De acordo com o chefe do Executivo, o reajuste será de 11% para os profissionais do PEB 1 e 5,3% para os do PEB 2. O professor José de Paula Santos questionou a validade dos números. “No meu caso, eu sou professor do PEB 2 e a minha hora aula é R$10,41. De acordo com a lei aprovada pela Câmara, essa hora vai subir para R$ 10,72. Fiz as contas e o aumento para o professor da educação básica 2 ficará em 2,97%. Em Guaratinguetá, o professor não está nem recompondo a perda inflacionária”.
Em meio a negociação entre a categoria e o Executivo, o Sindicato foi comunicado de que não poderá visitar as escolas. Um e-mail enviado pela secretaria de Educação, no último dia 15, proíbe a entrada dos diretores e membros sindicais nas escolas da rede municipal. “No meu entendimento a proibição é ilegal. A lei 4522-2014, do acordo coletivo dos servidores com a Prefeitura, estabelece no item 29 sobre as garantias sindicais, que os diretores do Sindicato têm acesso livre a todas as dependências de trabalho da Prefeitura, inclusive todas as escolas e creches. Portanto isso configura uma ilegalidade”, detalhou o professor.

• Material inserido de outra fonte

PR #1226, opened 2023-03-16
Introduce a failing test for writing with map columns and partitions

rtyler:
# Description

This test will fail with the following error:

```
---- writer::record_batch::tests::test_divide_record_batch_with_map_single_partition stdout ----
thread 'writer::record_batch::tests::test_divide_record_batch_with_map_single_partition' panicked at 'not implemented: Take not supported for data type Map(Field { name: "key_value", data_type: Struct([Field { name: "key", data_type: Utf8, nullable: false, dict_id: 0, dict_is_ordered: false, metadata: {} }, Field { name: "value", data_type: Utf8, nullable: true, dict_id: 0, dict_is_ordered: false, metadata: {} }]), nullable: false, dict_id: 0, dict_is_ordered: false, metadata: {} }, false)', /home/tyler/.cargo/registry/src/github.com-1ecc6299db9ec823/arrow-select-33.0.0/src/take.rs:234:14
```

As far as I can tell this _should_ be supported behavior and a supported schema. Note that with no partition columns the write works just fine.

=# Related Issue(s)

https://github.com/apache/arrow-rs/issues/3875


rtyler:
The problem appears to be the `take` for `batch_data` in the `divide_by_partition_values` function. That kernel is not supported by Arrow, and I think the function can be fixed to avoid that for Map data but RecordBatches are sufficiently difficult to work with that I haven't yet landed on a more succinct test.

wjones127:
I created a PR to add the kernel upstream.

rtyler:
Now looking at these clippy errors :unamused:

rtyler:
This will be addressed by #1249 , so once that pull request is ready, this test should be merged into that branch

python/tests/test_schema.py
```diff
@@ -9,7 +11,7 @@ def test_table_schema():
     table_path = "../rust/tests/data/simple_table"
     dt = DeltaTable(table_path)
     schema = dt.schema()
-    assert schema.json() == {
+    assert json.loads(schema.to_json()) == {
```
wjones127, line 14: I'm confused. This seems like an API-breaking change? What happened?

rust/src/writer/utils.rs
```diff
@@ -114,12 +111,27 @@ pub(crate) fn next_data_path(
...
     message_buffer: &[Value],
-) -> Result<RecordBatch, DeltaTableError> {
-    let mut value_iter = message_buffer.iter().map(|j| Ok(j.to_owned()));
-    let options = DecoderOptions::new().with_batch_size(message_buffer.len());
-    let decoder = Decoder::new(arrow_schema, options);
+) -> DeltaResult<RecordBatch> {
+    let mut buf = vec![];
+    for message in message_buffer {
+        buf.write_all(
+            serde_json::to_string(&message)
```
wjones127, line 118: They are making you serialize the messages?! Ouch...

wjones127: Did you consider this API? https://docs.rs/arrow-json/39.0.0/arrow_json/reader/struct.Decoder.html#method.serialize

That's what Raphael built for the use case you were asking about, I think.

rust/src/checkpoints.rs
```diff
@@ -388,12 +390,28 @@ fn parquet_bytes_from_state(state: &DeltaTableState) -> Result<bytes::Bytes, Che
...
+    let mut decoder = ReaderBuilder::new(arrow_schema)
+        .with_batch_size(CHECKPOINT_RECORD_BATCH_SIZE)
+        .build_decoder()?;
+
+    let mut buf = vec![];
+    for res in jsons {
+        let json = res?;
+        buf.write_all(serde_json::to_string(&json)?.as_bytes())?;
+    }
+    let mut consumed = 0;
```
wjones127, line 402: Same thing here, right? we shouldn't need to serialize to json string if in the end we are trying to make a parquet file?

wjones127 (approved):

PR #1242, opened 2023-03-25
Add Max Partitions Arg to Write

ColeMurray:
# Description

Add optional max partitions arg to be passed to pyArrow dataset.write_dataset.

# Related Issue(s)
This resolves an issue where users are unable to write more than 1024 partitions and have no way of overriding the parameter

```
  File "/lib/python3.8/site-packages/deltalake/writer.py", line 293, in write_deltalake
    ds.write_dataset(
  File "/lib/python3.8/site-packages/pyarrow/dataset.py", line 900, in write_dataset
    _filesystemdataset_write(
  File "pyarrow/_dataset.pyx", line 2479, in pyarrow._dataset._filesystemdataset_write
  File "pyarrow/error.pxi", line 99, in pyarrow.lib.check_status
pyarrow.lib.ArrowInvalid: Fragment would be written into 1246 partitions. This exceeds the maximum of 1024
```

# Documentation

https://arrow.apache.org/docs/python/generated/pyarrow.dataset.write_dataset.html

### DIFF
--- a/python/deltalake/writer.py
+++ b/python/deltalake/writer.py
@@ -77,6 +77,7 @@ def write_deltalake(
     filesystem: Optional[pa_fs.FileSystem] = None,
     mode: Literal["error", "append", "overwrite", "ignore"] = "error",
     file_options: Optional[ds.ParquetFileWriteOptions] = None,
+    max_partitions: Optional[int] = None,
     max_open_files: int = 1024,
     max_rows_per_file: int = 10 * 1024 * 1024,
     min_rows_per_group: int = 64 * 1024,
@@ -87,7 +88,6 @@ def write_deltalake(
     overwrite_schema: bool = False,
     storage_options: Optional[Dict[str, str]] = None,
     partition_filters: Optional[List[Tuple[str, str, Any]]] = None,
-    max_partitions: Optional[int] = None,
 ) -> None:
     """Write to a Delta Lake table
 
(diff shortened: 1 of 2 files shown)


python/deltalake/writer.py
```diff
@@ -87,6 +87,7 @@ def write_deltalake(
     overwrite_schema: bool = False,
     storage_options: Optional[Dict[str, str]] = None,
     partition_filters: Optional[List[Tuple[str, str, Any]]] = None,
+    max_partitions: Optional[int] = None,
```
wjones127, line 90: Could you place this up near `max_open_files`, since it logically belongs with those options? Since we have the `*`, changing the order of the kwargs doesn't break backwards compatibility.

python/deltalake/writer.py
```diff
@@ -135,6 +136,7 @@ def write_deltalake(
     :param overwrite_schema: If True, allows updating the schema of the table.
     :param storage_options: options passed to the native delta filesystem. Unused if 'filesystem' is defined.
     :param partition_filters: the partition filters that will be used for partition overwrite.
+    :param max_partitions: the maximum number of partitions that will be used
```
wjones127, line 139: Again, also good to place near other similar options.

wjones127 (dismissed):
Thanks for this contribution @ColeMurray. Could you add a unit test. This could just set max_partitions=1 and verify the standard sample dataset fails.

python/deltalake/writer.py
ColeMurray: Yes, my concern was around the backwards compat, didn't see the `*`.
Updated

wjones127 (approved):
Looks great. Thanks @ColeMurray!

PR #1243, opened 2023-03-26
feat: add package version

### LINKED ISSUE #1227: Add version to deltalake python package
# Description
Small task of adding a `__version__` to the init.py of deltalake python package.

Example of how `pyarrow` does it is available [here](https://github.com/apache/arrow/blob/main/python/pyarrow/__init__.py#L43).
This is a low priority easy additional and I am happy to raise a PR for this.

**Use Case**

 This will allow users to,
```
import deltalake as dl
print(dl.__version__)
'0.8.1'
```

**Related Issue(s)**

wjones127:
# Description

Low maintenance way to expose package version. It will come from the `cargo.toml`.

Note that we have a separate function already called `rust_core_version` that provides the version of the `deltalake` Rust crate. That currently matches the Python library, but I don't think we provide any guarantee it will continue to.

# Related Issue(s)

For example:

- closes #1227 

# Documentation

### DIFF
--- a/python/deltalake/__init__.py
+++ b/python/deltalake/__init__.py
@@ -1,4 +1,4 @@
-from ._internal import PyDeltaTableError, RawDeltaTable, rust_core_version
+from ._internal import PyDeltaTableError, RawDeltaTable, __version__, rust_core_version
 from .data_catalog import DataCatalog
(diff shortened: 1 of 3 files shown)


roeap (approved):
Thanks!

PR #1244, opened 2023-03-26
fix: use native-tls for python deltalake releases

### LINKED ISSUE #1224: WARN  Could not load all certificates - BadDER
# Environment

**Delta-rs version**: 0.8.0

**Binding**:  Python (3.10.8)

**Environment**:
- **Cloud provider**: AWS
- **OS**: OSX
- **Other**:

***
# Bug

**What happened**:
After [upgrading](https://github.com/aws/aws-sdk-pandas/pull/2110) to 0.8.0, all operations display the following warning:
```
[2023-03-15T09:59:13Z WARN  hyper_rustls::connector] Could not load all certificates: Custom { kind: InvalidData, error: Custom { kind: InvalidData, error: BadDER } }
```

Looks like deltalake is not able to load certificates in the native OSX truststore. I do have a few unsigned/self-signed certs in my truststore so that might be it, but in that case I'd expect a message saying it's not able to validate it, not "bad" cert.

**How to reproduce it**:

**More details**:

wjones127:
# Description

We changed default to make our workspace harmonious, but didn't mean to change this for the Python release.

# Related Issue(s)

- closes #1224

# Documentation

### DIFF
--- a/.github/workflows/python_release.yml
+++ b/.github/workflows/python_release.yml
@@ -8,6 +8,11 @@ defaults:
   run:
     working-directory: ./python
 
+env:
+  # For ease of development, we make rustls default. But for release we should
+  # use native TLS.
+  FEATURES_FLAG: --no-default-features --features native-tls
+
 jobs:
   validate-release-tag:
     name: Validate git tag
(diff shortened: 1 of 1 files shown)


houqp (approved):

houqp:
Would be nice to add a regression test for this, am a little bit concerned that our dev environment is always different from the production environment.

PR #1245, opened 2023-03-26
WIP: failing test for spaces in table path

### LINKED ISSUE #1189: Fail to read delta table on mounted disk
# Environment

**Delta-rs version**: 
0.7.0 (latest main)

**Binding**: 
Python

**Environment**:
- **Cloud provider**: N/A (mounted server disk)
- **OS**: *NIX
- **Other**:

***
# Bug

**What happened**:
I'm trying to read a delta-table, that located on a local server.

If we run the following code:
```[python]
path = 'file:///mnt/path/to/table/'
DeltaTable(path).to_pyarrow_table()
```
We will get the following error:
<details>
<summary>Traceback</summary>

```shell
  File "/path/to/main.py", line 2, in <module>
    dt.to_pyarrow_table()
  File "/path/to/deltalake/table.py", line 401, in to_pyarrow_table
  File "/path/to/deltalake/fs.py", line 22, in open_input_file
deltalake.PyDeltaTableError: Object at location /mnt/network_expansion/path/to/table/part-00000-aaaaaa-1111-2222-bbbbb-333333333.c000.snappy.parquet not found: No such file or directory (os error 2)
```
The `*.parquet` file is present.

</details>

Succeful read

**How to reproduce it**:

**More details**:

Worth noting:
1. If we run similar code, but written in Rust, it will work just fine.
2. The full network path contains characters that get URL-encoded.
3. If we try to save schema (`file://`) in url-path, as suggested in [this](https://github.com/delta-io/delta-rs/issues/1157) issue, the code will do some more progress (it will find and read all `*.parquet` files), but will fail with a SIGABRT.

From (1) I'm taking a guess, that there's a broken logic either somewhere in deltalake python wrapper, because (looking at the traceback):
`File "pyarrow/_fs.pyx", line 1551, in pyarrow._fs._cb_open_input_file` is a call from PyArrow to a `SystemHandler`, which is `DeltaFileSystemHandler`

wjones127:
# Description

# Related Issue(s)

- closes #1189

# Documentation

### DIFF
--- a/rust/src/builder.rs
+++ b/rust/src/builder.rs
@@ -389,7 +389,10 @@ mod tests {
         assert_eq!("memory://", uri.as_str());
         let uri = ensure_table_uri("s3://tests/data/delta-0.8.0/").unwrap();
         assert_eq!("s3://tests/data/delta-0.8.0", uri.as_str());
-        let _uri = ensure_table_uri("s3://tests/data/delta-0.8.0//").unwrap();
-        assert_eq!("s3://tests/data/delta-0.8.0", uri.as_str())
+        let uri = ensure_table_uri("s3://tests/data/delta-0.8.0//").unwrap();
+        assert_eq!("s3://tests/data/delta-0.8.0", uri.as_str());
+
+        let uri = ensure_table_uri("file://test path/").unwrap();
+        assert_eq!("file://test path/", uri.as_str());
     }
 }
--- a/python/src/filesystem.rs
+++ b/python/src/filesystem.rs
@@ -46,8 +46,14 @@ impl DeltaFileSystemHandler {
         })
     }
 
-    fn __repr__<'py>(self_: PyRef<Self>, py: Python<'py>) -> PyResult<String> {
-        // let self_: PyRef<Self> = py_self.extract(py)?;
+    fn __repr__(self_: PyRef<Self>) -> PyResult<String> {
+        let pyself = self_.clone().into_py(self_.py());
+        let class_name: String = pyself
+            .as_ref(self_.py())
+            .getattr("__class__")?
+            .getattr("__name__")?
+            .extract()?;
+
         let maybe_options = if self_.config.options.is_empty() {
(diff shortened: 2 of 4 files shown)


rust/src/builder.rs
```diff
@@ -389,7 +389,10 @@ mod tests {
         assert_eq!("memory://", uri.as_str());
         let uri = ensure_table_uri("s3://tests/data/delta-0.8.0/").unwrap();
         assert_eq!("s3://tests/data/delta-0.8.0", uri.as_str());
-        let _uri = ensure_table_uri("s3://tests/data/delta-0.8.0//").unwrap();
-        assert_eq!("s3://tests/data/delta-0.8.0", uri.as_str())
+        let uri = ensure_table_uri("s3://tests/data/delta-0.8.0//").unwrap();
+        assert_eq!("s3://tests/data/delta-0.8.0", uri.as_str());
+
+        let uri = ensure_table_uri("file://test path/").unwrap();
+        assert_eq!("file://test path/", uri.as_str());
```
rtyler, line 396: @wjones127 These URIs are not valid file URLs to begin with and I believe that the test failure is a misnomer. According to [very official and always correct sources](https://en.wikipedia.org/wiki/File_URI_scheme#Unix) three slashes are required.

I checked this topic branch out, merged the latest `main` with it and ran the tests with three slashes.  The assertion does fail when I use `file:///tmp/test path`

```
thread 'builder::tests::test_ensure_table_uri' panicked at 'assertion failed: `(left == right)`
  left: `"file:///tmp/test path/"`,
 right: `"file:///tmp/test%20path"`', rust/src/builder.rs:450:9
```

_However_, the `/tmp/test path/` directory does exist correctly on the file system, having been created by the code which lives in `ensure_table_uri`.

I can push my merge of `main` if you'd like.

I think this test _may_ not be correct and we may have fixed the spaces-in-table-names issues since the rest of the assertions pass with the latest `HEAD` of `main`

PR #1249, opened 2023-03-27
Upgrade datafusion to 22 which brings arrow upgrades with it

rtyler:
Both @roeap and I have upgraded to datafusion 22 and arrow 36 in this pull request. We're not yet ready to adopt arrow 37 unfortunately

### DIFF
--- a/python/Cargo.toml
+++ b/python/Cargo.toml
@@ -18,7 +18,7 @@ doc = false
 name = "deltalake._internal"
 
 [dependencies]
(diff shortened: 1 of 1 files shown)


rtyler:
The deprecation of `Decoder` is going to present some problems. I think I have found a bug in the new `RawReaderBuilder` and how it might handle the schema of checkpoint files upstream. Trying to give them a reproduction case :pleading_face:

wjones127 (approved):
LGTM!

PR #1253, opened 2023-03-28
Fixed Documentation for `get_add_actions` function

JHibbard:
Fixed Documentation for `get_add_actions` function

# Description
The code example uses `get_add_actions_df` as the method name instead of the correct `get_add_actions` method name.

# Related Issue(s)

None

# Documentation

The [[examples](https://delta-io.github.io/delta-rs/python/api_reference.html#deltalake.table.DeltaTable.get_add_actions)] section contains the incorrect method name.


wjones127 (approved):
Thanks for catching that @JHibbard

PR #1258, opened 2023-04-03
Fix names and nullability when creating RecordBatch from MapArray

### LINKED ISSUE #1257: Not matching column names when creating a RecordBatch from MapArray
# Environment

**Delta-rs version**: 0.8.0

**Binding**: Rust

**Environment**:
- **Cloud provider**: N/A
- **OS**: Linux
- **Other**: RustExplorer ( https://www.rustexplorer.com/b/o7bfm4 )

***
# Bug

**What happened**: When trying to create a RecordBatch with MapArray, I get the following error:
```
thread 'main' panicked at 'Failed to create RecordBatch: InvalidArgumentError("column types must match schema types, expected Map(Field { name: \"key_value\", data_type: Struct([Field { name: \"key\", data_type: Utf8, nullable: false, dict_id: 0, dict_is_ordered: false, metadata: {} }, Field { name: \"value\", data_type: Binary, nullable: false, dict_id: 0, dict_is_ordered: false, metadata: {} }]), nullable: false, dict_id: 0, dict_is_ordered: false, metadata: {} }, false) but found Map(Field { name: \"entries\", data_type: Struct([Field { name: \"keys\", data_type: Utf8, nullable: false, dict_id: 0, dict_is_ordered: false, metadata: {} }, Field { name: \"values\", data_type: Binary, nullable: false, dict_id: 0, dict_is_ordered: false, metadata: {} }]), nullable: true, dict_id: 0, dict_is_ordered: false, metadata: {} }, false) at column index 0")', src/main.rs:66:90
```

**What you expected to happen**: Successful creation of `RecordBatch` without any errors.

**How to reproduce it**: Create a `MapArray` and `RecordBatch` with it (See rust explorer link above).

**More details**:
I believe these lines are at fault. https://github.com/delta-io/delta-rs/blob/main/rust/src/delta_arrow.rs#L145-L161
Hopefully I will be able to test this hypothesis and make a PR in few hours.

balbok0:
# Description
When creating a RecordBatch with one of the columns being a MapArray, there are issues with naming of sub-columns, as well as nullability of the "elements/key_value" sub-column.

# Related Issue(s)

- closes #1257

# Documentation

See https://www.rustexplorer.com/b/o7bfm4 for a breaking example.
I initially thought that the issue is specifically for array with 0-length maps, but `nullable` mismatch happens even when all of the map elements have values.

### DIFF
--- a/rust/src/delta_arrow.rs
+++ b/rust/src/delta_arrow.rs
@@ -754,7 +754,7 @@ mod tests {
 
     #[test]
     fn test_delta_from_arrow_map_type() {
-        let timestamp_field = ArrowDataType::Map(
+        let arrow_map = ArrowDataType::Map(
             Box::new(ArrowField::new(
                 "key_value",
                 ArrowDataType::Struct(vec![
@@ -765,8 +765,10 @@ mod tests {
             )),
             false,
         );
+        let converted_map: crate::SchemaDataType = (&arrow_map).try_into().unwrap();
+
         assert_eq!(
-            <crate::SchemaDataType as TryFrom<&ArrowDataType>>::try_from(&timestamp_field).unwrap(),
+            converted_map,
             crate::SchemaDataType::map(crate::SchemaTypeMap::new(
                 Box::new(crate::SchemaDataType::primitive("byte".to_string())),
                 Box::new(crate::SchemaDataType::primitive("binary".to_string())),
--- a/rust/src/delta_arrow.rs
+++ b/rust/src/delta_arrow.rs
@@ -142,24 +142,24 @@ impl TryFrom<&schema::SchemaDataType> for ArrowDataType {
             }
             schema::SchemaDataType::map(m) => Ok(ArrowDataType::Map(
                 Box::new(ArrowField::new(
-                    "key_value",
+                    "entries",
                     ArrowDataType::Struct(vec![
                         ArrowField::new(
-                            "key",
+                            "keys",
                             <ArrowDataType as TryFrom<&schema::SchemaDataType>>::try_from(
                                 m.get_key_type(),
                             )?,
                             false,
                         ),
                         ArrowField::new(
-                            "value",
+                            "values",
                             <ArrowDataType as TryFrom<&schema::SchemaDataType>>::try_from(
                                 m.get_value_type(),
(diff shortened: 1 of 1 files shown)


rtyler:
Thanks for the pull request! @balbok0 would you be able to take your failing example and turn that into a unit or integration test so we don't have this regression in the future?

wjones127:
I’d like for us to fix this, but I also hope we can find a way to simultaneously support older PyArrow versions in the Python bindings.

balbok0:
@wjones127 are there some specific pyarrow versions you have in mind? I wasn't able to find a specific arrow-cpp/pyarrow version that changed the naming scheme.

balbok0:
Added failing example as a test.

rust/src/delta_arrow.rs
```diff
@@ -751,6 +752,71 @@ mod tests {
...
+                ArrowDataType::Struct(vec![
+                    ArrowField::new("key", ArrowDataType::Int8, false),
+                    ArrowField::new("value", ArrowDataType::Binary, true),
+                ]),
+                true,
+            )),
+            false,
+        );
+        assert_eq!(
+            <crate::SchemaDataType as TryFrom<&ArrowDataType>>::try_from(&timestamp_field).unwrap(),
```
wjones127, line 769:
```suggestion
        );
        let converted_map: crate::SchemaDataType = (&timestamp_field).try_into().unwrap();
        assert_eq!(
            converted_map,
```

wjones127 (changes requested):
This generally looks good. I was worried about PyArrow and other languages because the Arrow standard specifies field names as "key" not "keys" and "value" not "values" (arrow-rs deviates from this). But the PyArrow C Data Interface import actually ignores these field names on map types anyways, so it shouldn't matter that they are different. So we can ignore that worry.

I have a few small nits on the tests, but otherwise looks good to go.

wjones127:
Oh and could you rebase? We just fixed some of the deprecation warnings.

balbok0:
Thanks for comments! I applied changes and rebased. Lmk if there is anything else that needs to done before merge.

wjones127 (approved):

PR #1266, opened 2023-04-08
feat: read schema from parquet files in datafusion scans

### LINKED ISSUE #441: Datafusion table provider: issues with  timestamp types
In a recent attempt to write a where clause on a time stamp column in one of my favorite delta tables, I was not able to express that condition in delta-rs / datafusion. I believe this is due to a mismatch between the logical field type recorded in the delta log (and delivered to datafusion by delta-rs) and the expectation of datafusion to find the actual physical column type in the schema.

Concretely, given a delta table with a column that, according to (java) parquet tools, has the following type: 
```
optional int64 endOfDsegTime (TIMESTAMP_MILLIS);
```

and according to delta-rs, the type: 
```
SchemaField {
	name: "endOfDsegTime",
	type: primitive(
		"timestamp",
	),
	nullable: true,
	metadata: {},
},
```

When trying to use that field in a datafusion query `endOfDsegTime >= TO_TIMESTAMP_MILLIS(\'2021-03-19T00:00:00\')`, I see: `Error during planning: 'Timestamp(Nanosecond, None) >= Timestamp(Millisecond, None)' can't be evaluated because there isn't a common type to coerce the types to`, so datafusion seems to think that `endOfDsegTime` is in nanoseconds precision, which it isn't.

If I rewrite the where clause to `endOfDsegTime >= TO_TIMESTAMP(\'2021-03-19T00:00:00\')`, datafusion accepts the where clause but then fails somewhere deep in arrow compute territory:way to distinguish the different timestamp types from the metadata alone.

```
Cannot evaluate binary expression GtEq with types Timestamp(Millisecond, None) and Timestamp(Nanosecond, None)
```

I rewrote the table to int96 / nanoseconds; In that scenario, the second where clause works. I also noticed that according to delta-rs (and also, `_delta_log/0.json`), the schema is identical between these two versions of the table - delta does not distinguish based on the different physical parquet type, only in parquet the actual concrete type manifests.

Notes:
- not sure how spark does it, but there "everything just works" irrespective of the column type in parquet
- reading either of the two delta tables using `datafusion::datasource::parquet` also just works, because the schema derived from the datasource is based on the parquet file, not on the meta data in the delta log
- I'm not sure this can be solved solely on delta side - it seems that there's no way to distinguish the different timestamp types from the metadata alone.

roeap:
# Description

This PR updates table scans with datafusion to read the file schema from the parquet file within the latest add action of the table. This is to work around some issues, where the schema we derive from metadata does not match the data in the parquet files - e.g. nanosecond timestamps vs. micorsoecond.

We also update the `Load` command to handle column selections and make it more consistent with the other operations.

# Related Issue(s)

closes #441

# Documentation

### DIFF
--- a/rust/src/operations/transaction/state.rs
+++ b/rust/src/operations/transaction/state.rs
@@ -107,9 +107,8 @@ impl DeltaTableState {
             .schema()
             .clone();
 
-        let schema = self.arrow_schema()?;
         let table_schema = Arc::new(ArrowSchema::new(
-            schema
+            self.arrow_schema()?
                 .fields
                 .clone()
                 .into_iter()
--- a/rust/src/operations/transaction/state.rs
+++ b/rust/src/operations/transaction/state.rs
@@ -87,7 +87,7 @@ impl DeltaTableState {
 
     /// Get the pysical table schema.
     ///
-    /// This will construct a schema derived from the parqet schema of the latest data file,
+    /// This will construct a schema derived from the parquet schema of the latest data file,
     /// and fields for partition columns from the schema defined in table meta data.
     pub async fn physical_arrow_schema(
         &self,
--- a/rust/src/operations/transaction/state.rs
+++ b/rust/src/operations/transaction/state.rs
@@ -93,35 +93,33 @@ impl DeltaTableState {
         &self,
         object_store: Arc<dyn ObjectStore>,
     ) -> DeltaResult<ArrowSchemaRef> {
-        let file_meta = self
-            .files()
-            .iter()
-            .max_by_key(|obj| obj.modification_time)
-            .ok_or(DeltaTableError::Generic("No active file actions to get physical schema. Maybe the current state has not yet been loaded?".into()))?
-            .try_into()?;
+        if let Some(add) = self.files().iter().max_by_key(|obj| obj.modification_time) {
+            let file_meta = add.try_into()?;
+            let file_reader = ParquetObjectReader::new(object_store, file_meta);
+            let file_schema = ParquetRecordBatchStreamBuilder::new(file_reader)
+                .await?
+                .build()?
+                .schema()
+                .clone();
 
-        let file_reader = ParquetObjectReader::new(object_store, file_meta);
-        let file_schema = ParquetRecordBatchStreamBuilder::new(file_reader)
-            .await?
-            .build()?
-            .schema()
-            .clone();
+            let table_schema = Arc::new(ArrowSchema::new(
+                self.arrow_schema()?
+                    .fields
+                    .clone()
+                    .into_iter()
+                    .map(|field| {
+                        file_schema
+                            .field_with_name(field.name())
+                            .cloned()
+                            .unwrap_or(field)
+                    })
+                    .collect(),
+            ));
 
-        let table_schema = Arc::new(ArrowSchema::new(
-            self.arrow_schema()?
-                .fields
-                .clone()
-                .into_iter()
-                .map(|field| {
-                    file_schema
-                        .field_with_name(field.name())
-                        .cloned()
-                        .unwrap_or(field)
-                })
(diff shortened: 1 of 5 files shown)


rust/src/operations/transaction/state.rs
```diff
@@ -82,6 +84,45 @@ impl DeltaTableState {
 
         Ok(sql_to_rel.sql_to_expr(sql, &df_schema, &mut Default::default())?)
     }
+
+    /// Get the pysical table schema.
+    ///
+    /// This will construct a schema derived from the parqet schema of the latest data file,
+    /// and fields for partition columns from the schema defined in table meta data.
+    pub async fn physical_arrow_schema(
```
wjones127, line 92: I don't think we can guarantee this schema is consistent across all parquet files in the table; different writers may have written to the table with different physical types for timestamps. IMO this should be handled in the scan of each Parquet file. That is, we should cast the physical type to microsecond timestamps as needed.

wjones127: In PyArrow, we handle the int96 timestamp issue by passing an argument to the reader to coerce it to microsecond precision. Maybe we could implement something similar upstream?

https://github.com/delta-io/delta-rs/blob/34d43b6b336c065731dca4c43268ac18b0beef9c/python/tests/test_table_read.py#L32

roeap: There definitely are no guarantees as to the file schema being consistent. Datafusion however needs a consistent schema. Once we get into column mappings etc, things might get even more demanding and we may have to roll our own parquet scan, or rather start putting logic into our DeltaScan.

That said, I do believe using the schema from the latest file is an improvement over the current way, which at least for me fails for more or less every databricks written table where there are timestamps involved.

Not sure about the best way forward, but I'm happy to keep that logic on a private branch somewhere until we have a more general fix.

roeap: somewhat related, so I already published it as WIP - in #1267 I did some work on the write command. There my plan was to use the same schema to validates writes. But there it would be even more confusing, since we might end up on situation, where writing the "official" schema of the chart would not be permissible. But somehow it feels very strange to me to have potentially many schemas in the same table.

i guess spark must allow at least some flexibility in what schema it expects at write time, otherwise how would we end up in this discussion at all :D.

wjones127: Yeah we are definitely hitting the limits of DataFusion's scanner. I've created an issue upstream https://github.com/apache/arrow-datafusion/issues/5950

I'm fine with moving this forward; I mostly care that we have a more robust implementation in the future and have at least some momentum towards it.

rust/src/operations/transaction/state.rs
```diff
@@ -82,6 +84,45 @@ impl DeltaTableState {
...
+        &self,
+        object_store: Arc<dyn ObjectStore>,
+    ) -> DeltaResult<ArrowSchemaRef> {
+        let file_meta = self
+            .files()
+            .iter()
+            .max_by_key(|obj| obj.modification_time)
+            .ok_or(DeltaTableError::Generic("No active file actions to get physical schema. Maybe the current state has not yet been loaded?".into()))?
```
wjones127, line 100: Does this error propagate to the user? Does this mean trying to scan an empty tables leads to an error? I don't think it should.

wjones127 (changes requested):
Finished looking through. Just one other comment.

rust/src/operations/transaction/state.rs
roeap: It does. at the time I though we could fail on a scan if no files have been added yet, but you are right there are several valid scenarios where we have no files in a table and still should be able to do a scan.

Fixed it so we a re falling back to the schema from metadata.

wjones127 (approved):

A proibição também gerou estranheza por parte dos sindicalistas e professores, já que um dia antes uma assembleia foi realizada e decidiu a favor da greve dos funcionários públicos. “No nosso entendimento isso configura uma retaliação à greve, e essa retaliação também é ilegal e pode se caracterizar como assédio moral”, contou José de Paula.
Francisco Carlos negou ter conhecimento sobre o e-mail encaminhado, mas para ele a ação foi correta. “Reivindicação deve ser feita previamente pelo sindicato em assembleia e não dentro das escolas. Não se pode levar exposição para a sala de aula ou atrapalhar as atividades. Não se pode paralisar uma escola com o argumento de que será discutido uma possível greve ou reivindicações da categoria”.
Santos cobrou ainda benefícios aos professores. De acordo com o educador, em comparação com outras cidades da região, a diferença de salários chega aos 60%. “Há quatro anos não é aplicada a lei de acesso a nível de carreira. Não estamos sendo contemplados e nem temos tido a oportunidade de ter esse acesso e um rendimento melhor”, contou. “Os monitores de creche são os mais insatisfeitos, porque não é cumprido o piso nacional do magistério, mas os obrigam ter nível superior para ingressar na carreira”, concluiu.
O educador ainda contou que a categoria pede que os monitores tenham o mesmo salário dos professores. Em um primeiro momento, não haverá greve na educação. mas a possibilidade de paralisação existe, se a Prefeitura continuar sem atender as reivindicações.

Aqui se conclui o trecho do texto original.